A SOLDIER AND A MAN

PRIVATE W BROWN

GORDON HIGHLANDERS

30TH OCTOBER 1914 AGE 18

BURIED: BETHUNE TOWN CEMETERY, VLAMERTINGHE, FRANCE


This inscription, which sounds like a plain statement, is in fact the title of both a 1916 film - about a general's son framed by a spy for cardsharping who enlists as a private and saves his father and girlfriend from capture - and of a music hall song.

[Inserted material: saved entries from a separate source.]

PR #441, opened 2022-09-15
(transit-vehicle-overlay): support ambient vehicle rendering

miles-grant-ibigroup:
This PR adds a new mode to render transit vehicles without a hover effect.

PR #470, opened 2022-10-27
Transit vehicle heading

binh-dam-ibigroup:
Requires/blocked by #441.

This PR enhances the package to further customize rendering of transit vehicle symbols.
Let me know if prop names, method names, default values need to be tweaked.

The following behaviors are possible and can be customized using the provided or outside components:
- Render route short names only, with auto-fit inside the icon container/shape component
- Render route symbols, optionally using custom `ModeIcon` components (with a default mode and fallback to route names if a mode is not found)
- Use of route color as a fixed background or on hover only
- Rotate symbols, or use a caret that indicates the orientation/heading of a vehicle
- Customizable symbol size/padding


packages/transit-vehicle-overlay/src/BasicModeIcon.tsx
```diff
@@ -0,0 +1,35 @@
...
+
+/**
+ * Fill-in type for the icons package.
+ */
+export interface ModeIconProps {
+  mode?: string;
+}
+
+/**
+ * Default, minimal mode icon renderer.
```
miles-grant-ibigroup, line 20: Is this not already present within the icons package?

packages/transit-vehicle-overlay/src/styled.ts
```diff
@@ -0,0 +1,136 @@
...
+  &::before {
+    border-bottom: 5px solid #333;
+    border-left: 6px solid transparent;
+    border-right: 6px solid transparent;
+    content: "";
+    height: 0;
+    left: 50%;
+    margin-left: -6px;
+    position: absolute;
+    top: 0px;
```
miles-grant-ibigroup, line 91: Screen Shot 2022-11-01 at 8 23 53 AM
With this change, it's possible to get the arrow to cleanly "attach" to the border!

```suggestion
    top: -6px;
```

miles-grant-ibigroup: The background color would also have to be set to match the border.

packages/transit-vehicle-overlay/src/styled.ts
```diff
@@ -0,0 +1,136 @@
...
+    width: 0;
+  }
+`;
+
+const routeColorBackgroundCss = css<ColorProps>`
+  background: ${props => props.backgroundColor};
```
miles-grant-ibigroup, line 97: Is it possible to add some transparency here? The extreme color blocks are quite jarring and some transparency helps the icons blend in better.
```suggestion
  background: ${props => props.backgroundColor}aa;
```

packages/transit-vehicle-overlay/src/styled.ts
```diff
@@ -0,0 +1,136 @@
...
+  return styled(Container).attrs(getColorProps(defaultColor))`
+    ${routeColorBackgroundCss}
+  `;
+}
+
+/**
+ * Applies the vehicle's route color a background on hovering a component
+ * and a foreground color that is contrast compatible with that color.
+ */
+export function withRouteColorBackgroundOnHover(
```
miles-grant-ibigroup, line 127: Could the `:hover` not be added dynamically within `withRouteColorBackground` based on an argument in that method?

packages/transit-vehicle-overlay/src/styled.ts
```diff
@@ -0,0 +1,136 @@
...
+  background: #eee;
+  border: 2px solid #333;
+  border-radius: ${getPixels}px;
+  cursor: default;
+  height: ${getPixels}px;
+  line-height: ${getPixels}px;
+  padding: ${getPadding}px;
+  position: relative;
+  text-align: center;
+  transition: all 0.1s ease-in-out;
```
miles-grant-ibigroup, line 60: Could the transition be extended just a little bit to perhaps .15 or .2 seconds? Especially since both text color and background color change, the rapid transition can be a bit extreme

packages/transit-vehicle-overlay/src/index.tsx
```diff
@@ -37,29 +79,39 @@ const TransitVehicleOverlay = ({
...
 export default TransitVehicleOverlay;
+
+// Export the other subcomponents
+export {
+  CircleWithCaret,
+  DefaultVehicleIcon,
+  RotatingCircle,
+  RouteNumberIcon,
+  withRouteColorBackground,
+  withRouteColorBackgroundOnHover
```
miles-grant-ibigroup, line 116: Does all of this need to be exported? Are we planning on using it elsewhere?

miles-grant-ibigroup (changes requested):
I like the new configuration options, I think they make this overlay much more mature. Just some cosmetic changes for now.

packages/transit-vehicle-overlay/src/index.tsx
binh-dam-ibigroup: Yes, that's for use in OTP-RR!

packages/transit-vehicle-overlay/src/BasicModeIcon.tsx
binh-dam-ibigroup: Should we make the `ModeIcon` prop mandatory then?

packages/transit-vehicle-overlay/src/styled.ts
binh-dam-ibigroup: Sure, changed in https://github.com/opentripplanner/otp-ui/pull/470/commits/abd1d3fc03f9a6430464461e3c852aa127b9022b.

packages/transit-vehicle-overlay/src/styled.ts
binh-dam-ibigroup: Good idea, thanks, updated in https://github.com/opentripplanner/otp-ui/pull/470/commits/abd1d3fc03f9a6430464461e3c852aa127b9022b.

packages/transit-vehicle-overlay/src/styled.ts
binh-dam-ibigroup: Added the caret position option in https://github.com/opentripplanner/otp-ui/pull/470/commits/fd50aeab09828df5e4317249b698e852d787b10f.

binh-dam-ibigroup: With that change, only inner carets get their foreground matched with the route number/icon.

packages/transit-vehicle-overlay/src/BasicModeIcon.tsx
binh-dam-ibigroup: https://github.com/opentripplanner/otp-ui/pull/470/commits/28312b082dc609ced2e367e583908d4463e4036e removes `BasicModeIcon` and makes the `ModeIcon` prop mandatory, but I'm realizing that it is should not be for cases where users use the `RouteNumberIcon` component instead...

packages/transit-vehicle-overlay/src/WithCaret.tsx
```diff
@@ -0,0 +1,59 @@
...
+  const offset = options?.offset || 0;
+  const RawCaret = isInner ? InnerCaret : OuterCaret;
+  const SizedCaret = height
+    ? styled(RawCaret)`
+        &::before {
+          border-bottom-width: ${Math.max(0, height)}px;
+          border-left-width: ${halfWidth}px;
+          border-right-width: ${halfWidth}px;
+          margin-left: -${halfWidth}px;
+          top: -${offset + (isInner ? 0 : height)}px;
```
miles-grant-ibigroup, line 37: I think this might be causing some issues with custom sized outer carets -- with inner carets things work fine. Screen Shot 2022-11-07 at 8 41 42 AM

packages/transit-vehicle-overlay/src/styled.ts
```diff
@@ -0,0 +1,154 @@
...
+import { FC } from "react";
+import styled, { css } from "styled-components";
+
+import { VehicleComponentProps } from "./types";
+
+interface RouteColorBackgroundOptions {
+  /**
+   * The alpha component of a color in hexadecimal.
+   */
+  alphaHex?: string;
```
miles-grant-ibigroup, line 12: Could we possibly use alphaHex in a story?

miles-grant-ibigroup (approved):
Looks good! A few bugs that arise when using some of the configuration options in tandem, but nothing blocking I don't feel.

Overall I'm a bit weary of adding too many configuration options but again I don't see that as blocking and defaults are something we can fix in future PRs.

packages/transit-vehicle-overlay/src/WithCaret.tsx
binh-dam-ibigroup: Correct, the implementer has to choose an offset and size that look good together.

packages/transit-vehicle-overlay/src/styled.ts
binh-dam-ibigroup: It is used in the route color on-hover background. Should there be a separate story?

miles-grant-ibigroup: Oh I missed that sorry! Yes then we're good to go.

demory:
Overall this looks great. One design/styling question. Personally, I prefer the caret outside the circle, with less padding around the icon. For one thing, this eliminates the possibility of collision between the icon/label and caret:

image

I was able to accomplish the above by changing the height/width/top/left values for `Caret` as follows:

image

My question is, could this be accomplished by an implementing user solely via CSS (and/or other configuration options)? I still don't fully understand how styled-components works vis a vis overriding styles using classnames.

miles-grant-ibigroup:
@demory Binh and I had some back and forth about caret placement: https://github.com/opentripplanner/otp-ui/pull/470#discussion_r1015509167

It looks like the default position is not ideal, but it can be configured to achieve the look of being "attached" to the border

binh-dam-ibigroup:
> [...] Personally, I prefer the caret outside the circle, with less padding around the icon. For one thing, this eliminates the possibility of collision between the icon/label and caret:
> 
> image
> 
> [...] 
> My question is, could this be accomplished by an implementing user solely via CSS (and/or other configuration options)? I still don't fully understand how styled-components works vis a vis overriding styles using classnames.

I like how this one looks too, let me make that the default. 

Note that the caret size and position can be requested at will from the overlay component without using CSS or styled-components (an implementer would create the caret based on some config parameters). Also, the icon size and padding are also props of the overlay component, see this fragment below:
```
<TransitVehicleOverlay
  IconContainer={withCaret(Circle, { height: 15, offset: 4, width: 10 })}
  iconPixels={20}
  iconPadding={2}
  ...
/>
```

binh-dam-ibigroup:
> Overall this looks great. One design/styling question. Personally, I prefer the caret outside the circle, with less padding around the icon. For one thing, this eliminates the possibility of collision between the icon/label and caret:
> 
> image
> 

This is now the default as of https://github.com/opentripplanner/otp-ui/pull/470/commits/e068fc4cad4f3af949056886f931d88da9d61b6c.

PR #471, opened 2022-10-28
Improve popup style

binh-dam-ibigroup:
This PR improves the map popup component with shading and rounded border per https://github.com/opentripplanner/otp-react-redux/pull/667#discussion_r1000960712.

### DIFF
--- a/packages/base-map/src/index.tsx
+++ b/packages/base-map/src/index.tsx
@@ -190,4 +190,6 @@ const LayerWrapper = (props: LayerProps): JSX.Element => {
   return <>{visible && children}</>;
 };
 
+export const Popup = Styled.Popup;
+
 export { LayerWrapper, MarkerWithPopup, Styled };
--- a/packages/base-map/src/styled.ts
+++ b/packages/base-map/src/styled.ts
@@ -8,7 +8,7 @@ export const Popup = styled(MapGlPopup)`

A soldier stood on the battlefield
His weary watch to keep,
While the pale moon covered her mantle
O'er the souls that 'neath her sleep.
"Ah me!" he sighed with tearful eye,
And called on him above,
"I'm far away from my children dear
And all on earth I love."
At the bugle sound he turned once more
The battlefield to scan,
"I am, whate'er my fate,
A soldier and a man."

The bugle called, he hastened forth,
The bravest in the battle's van.
Remember him who yields his life,
He is a soldier and a man.

The night-watch o'er the morn dawned,
Her light on earth to show,
And the soldier true to his country's call,
Advanced to meet the foe.
Amid the din of shot and shell
He fought with heart so brave,
'Till reeling from his faithful steed,
He found a soldier's grave.
Oh, Father! who in heaven above
Hath all things at Thy span,
Remember him who yields his life
Is a soldier and a man.

We know very little about Private W Brown other than that he was a regular soldier serving with the 1st Battalion the Gordon Highlanders. The regiment crossed to France on 14 August 1914 and was involved in very heavy fighting, suffering many losses, during the first few months of the war. By the time he died, eighteen-year-old Private Brown would have earned his epitaph, 'A soldier and a man'.